„Postawiłem sprawę jasno. Albo yorki, albo ja. Wybrała psy i rozwiedliśmy się. Teraz mieszka w kawalerce z 10 psami”

kobieta zakochana w swoim yorku fot. Adobe Stock
„Namawiałem Marylę na dziecko, ale ona wolała kupić psy. Twierdziła że to nasze dzidziusie. Nie miałem nic przeciwko, ale one były naprawdę nieznośne. Gdy za karę zamknąłem je w łazience, krzyczała że stresuję psy.”
/ 26.02.2021 09:31
kobieta zakochana w swoim yorku fot. Adobe Stock

Kto by pomyślał, że ten mały, wrogo do mnie nastawiony mieszaniec tak bardzo zmieni moje życie? W dzieciństwie obaj z bratem marzyliśmy o psie. Zadręczaliśmy prośbami o niego rodziców przez lata. Tata nie był tak bardzo na nie, ale mama nigdy nie dała się przebłagać.

– Będziecie mieć własne domy, to będziecie mogli je zamienić sobie w psiarnię! – ucinała każdą rozmowę na ten temat.

Na pocieszenie dostaliśmy świnkę morską

Z domu rodzinnego wyprowadziłem się dopiero po zaręczynach z Marylką. Poznaliśmy się w pracy. Stała za ladą w sklepie, do którego co rano przywoziłem pieczywo. Pobraliśmy się rok później. Ja liczyłem, że wkrótce zaczniemy się starać o potomstwo.

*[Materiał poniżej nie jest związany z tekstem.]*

PR #21, opened 2018-08-16
Realtime: Add `domain` and `secure` to config

gregorylegarec:
~~BREAKING CHANGE: `url` is no more used in config and must be replaced by `domain` and `secure` attributes~~

~~Two informations was passed with the `url` attribute: the security protocol and the cozy domain. But they're was a flaw with url like `http://cozy.tools:8080`. The unsecure protocol was detected correctly, but the domain was not parsed and has `undefined` value.~~

Eventually, this PR just adresses the issue caused by a bad RegExp matching.

### DIFF
--- a/packages/realtime/src/index.js
+++ b/packages/realtime/src/index.js
@@ -49,10 +49,12 @@ function getWebsocketProtocol(url) {
 }
 
 function getDomainFromUrl(url) {
-  const domainRegexp = new RegExp(`^https?:/{2}(.*)$`)
-  const m = url.match(domainRegexp)
-  if (m) {
-    return m[1]
+  try {
+    return new URL(url).host
+  } catch (error) {
+    // eslint-disable-next-line no-console
+    console.warn(`Cannot get domain from URL : ${error.message}`)
+    return null
   }
 }
 
@@ -68,6 +70,26 @@ function keepAlive(socket, interval, message) {
   return socket
 }
 
+const isRequired = [attr => !!attr, 'is required']
+const isString = [str => typeof str === 'string', 'should be a string']
+
+const validate = types => obj => {
+  for (const [attr, rules] of Object.entries(types)) {
+    for (const [validator, message] of rules) {
+      if (!validator(obj[attr])) {
+        throw new Error(`${attr} ${message}.`)
+      }
+    }
+  }
+}
+
+const configTypes = {
+  token: [isRequired, isString],
+  url: [isRequired, isString]
+}
+
+const validateConfig = validate(configTypes)
+
 async function connectWebSocket(
   config,
   onmessage,
@@ -75,6 +97,7 @@ async function connectWebSocket(
   numRetries,
   retryDelay
 ) {
+  validateConfig(config)
   return new Promise((resolve, reject) => {
     const protocol = getWebsocketProtocol(config.url)
     const domain = getDomainFromUrl(config.url)


gregorylegarec:
[[STO] Initialisation du realtime échoue](https://trello.com/c/j5oi8c1J/1171-sto-initialisation-du-realtime-%C3%A9choue)

kosssi:
@gregorylegarec By default I prefer that it's in secure mode

packages/realtime/package.json
```diff
@@ -1,6 +1,6 @@
 {
   "name": "cozy-realtime",
-  "version": "1.1.2",
+  "version": "2.0.0",
```
kosssi: You do not have to change the version numbers ;)

ptbrowne:
> The unsecure protocol was detected correctly, but the domain was not parsed and has undefined value.

Why the API change to resolve for this bug ? Why not parse the domain correctly ? We are accustomed to use the URL property to configure libraries communicating with Cozy.

gregorylegarec:
@ptbrowne The thing is we discussed with @kosssi and agreed to update the way realtime was initialized, following my proposition.

Why changing ? For at least two reasons:
* The stack send us `domain` and `token`, I think we should keep them unchanged, having to add a `http(s)` protocol to the domain is pretty much useless, especially for the realtime where this protocol is just tested with a regexp to use `ws(s)` instead (Actually, that's the current regexp who fails to match the domain an causes the current bug.
* In my opinion, it is always a code smell to pass more than one information in a string, and it's exactly what we are doing here: by adding a protocol to the `domain` given by the stack to make the `url` variable, we are juste telling our library : "Hey, look at this protocol to determine if you have to use SSL and yes also this the domain". I would prefer to make everything explicit, so that's why I would prefer to add a `secure` property.

After your comment I discussed with @kosssi and we agreed it is eventually too soon to make all those changes, so those two points should be adressed in a dedicated issue about how are we initializing all ou libraries. I will create it in a few minutes.

So for now I will update this PR to just fix the behaviour which make the realtime unusable in a local environment.

ptbrowne:
Thanks Greg for your detailed explanation. I understand better now. Cool that the breaking change will be done in another issue and that first the bug will be fixed.

Concerning the API : I think we should not have to pass `secure`. This makes the API larger on the application side and it is a burden on the user to decide whether to use `secure` or not. The underlying library can choose whether or not to do SSL based on the `window.location.protocol`.

Concerning the first bug : Parsing URLs with a RegExp is a bad idea, it has already bitten us once for the intents when the stack started to put hash fragments in its URLs. The URL API seems to be a good choice here.

image

gregorylegarec:
@ptbrowne Totally agree with an internal use of `window.location.protocal`, that was how the first version of the realtime lib was proceeding back in the days. BUT I have a mix of both `window.location.protocol` and `secure` attribute in my mind, but I will detail it later to discuss about it.

I thank about the `URL` API but I think it is not available in Node for desktop and mobile apps using realtime.

ptbrowne:
The URL API is available in NodeJS 8 : https://nodejs.org/docs/latest-v8.x/api/url.html

gregorylegarec:
Nice, so let's go.

gregorylegarec:
@ptbrowne Ok code has been updated. I added a type check for `url` and `token` parameter because I have been stuck an hour because of an Object token (`cozy.client._token` being an object).

packages/realtime/src/index.js
```diff
@@ -75,6 +77,15 @@ async function connectWebSocket(
...
   retryDelay
 ) {
+  const expectedStringAttributes = ['domain', 'token']
+  expectedStringAttributes.forEach(attribute => {
+    if (typeof config[attribute] !== 'string') {
+      throw new Error(
+        `Configuration attribute ${attribute} should be a string.`
+      )
+    }
+  })
```
ptbrowne: Minor: for this kind of code I usually go in a PropTypes manner.

```js
const isString = [
  str => typeof str === 'string',
  'should be a string'
]
const configTypes = {
  domain: isString,
  token: isString
}
const validate = config => obj => {
	for (const [attr, [validator, message]] of Object.items(configTypes)) {
      if (!validator(obj[attr])) {
        throw new Error('Attribute ${attribute} ${message}')
      }
    }
    return true
}
const validateConfig = validate(configTypes)
```

gregorylegarec: I used this pattern to validate, thanks. I let you merge if it is ok.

Ale ona nie paliła się do macierzyństwa.

– Wojtek, mam dla ciebie nowinę – przywitała mnie kiedyś cała w skowronkach. Serce zabiło mi mocniej.– Spójrz, to będą nasze dzidziusie – zapiszczała i odsłoniła stojący na stole koszyk.

W nim siedziały dwa małe kudłate stworzenia z kokardkami na czubkach głowy.

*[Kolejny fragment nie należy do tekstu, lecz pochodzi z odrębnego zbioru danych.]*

PR #22, opened 2018-08-17
Add watch task for realtime

gregorylegarec:
Simple watch using only babel, based on build task.


kosssi:
@gregorylegarec it's better to add --watch on build command:
`"watch": "yarn run build --watch",`

gregorylegarec:
@kosssi Done!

Dolly i Molly. Yorki, z rodowodem! Słodkie prawda?

Nic nie powiedziałem. Życie z tymi psami było upiorne

Nie spotkałem nigdy bardziej hałaśliwych i złośliwych stworzeń. Suczki tolerowały tylko Marylę. Zabierała je ze sobą wszędzie, gdzie się dało. Nosiła je w torbie. Biegała z nimi do weterynarza i salonu piękności. Przy Maryli zachowywały się dość poprawnie. Ale gdy tylko zostawałem z nimi sam – pokazywały swoją prawdziwą naturę. Warczały na mnie i szczekały.

Przez sześć lat poszarpały mi kilkanaście par spodni. Zasikały kapcie. Pogryzły do krwi kilka razy. Na spacerze cały czas jazgotały. Wymyśliłem im przezwisko: „szczekające wiewiórki”. Pasowało jak ulał. Tak samo jak mnie traktowały każdego gościa. Czasem nie wytrzymywałem i zamykałem je w łazience. Goście oddychali z ulgą.

– Wojtek, jak mogłeś, wypuść je, pomyśl, jak one muszą się stresować – wołała Maryla, gdy tylko zauważała, co zrobiłem.

Wytrzymałem sześć lat. I postawiłem sprawę jasno. Albo yorki, albo ja

Moja żona, tak jak podejrzewałem, wybrała psy. Rozwiedliśmy się. To było osiem lat temu. Nie utrzymujemy kontaktu, ale kiedyś spotkałem na ulicy siostrę Maryli.

– Wiesz, chyba dobrze zrobiłeś. Ona w swojej kawalerce ma teraz dziesięć yorków. Prawie zerwała jakiekolwiek kontakty z ludźmi – opowiedziała mi eksszwagierka.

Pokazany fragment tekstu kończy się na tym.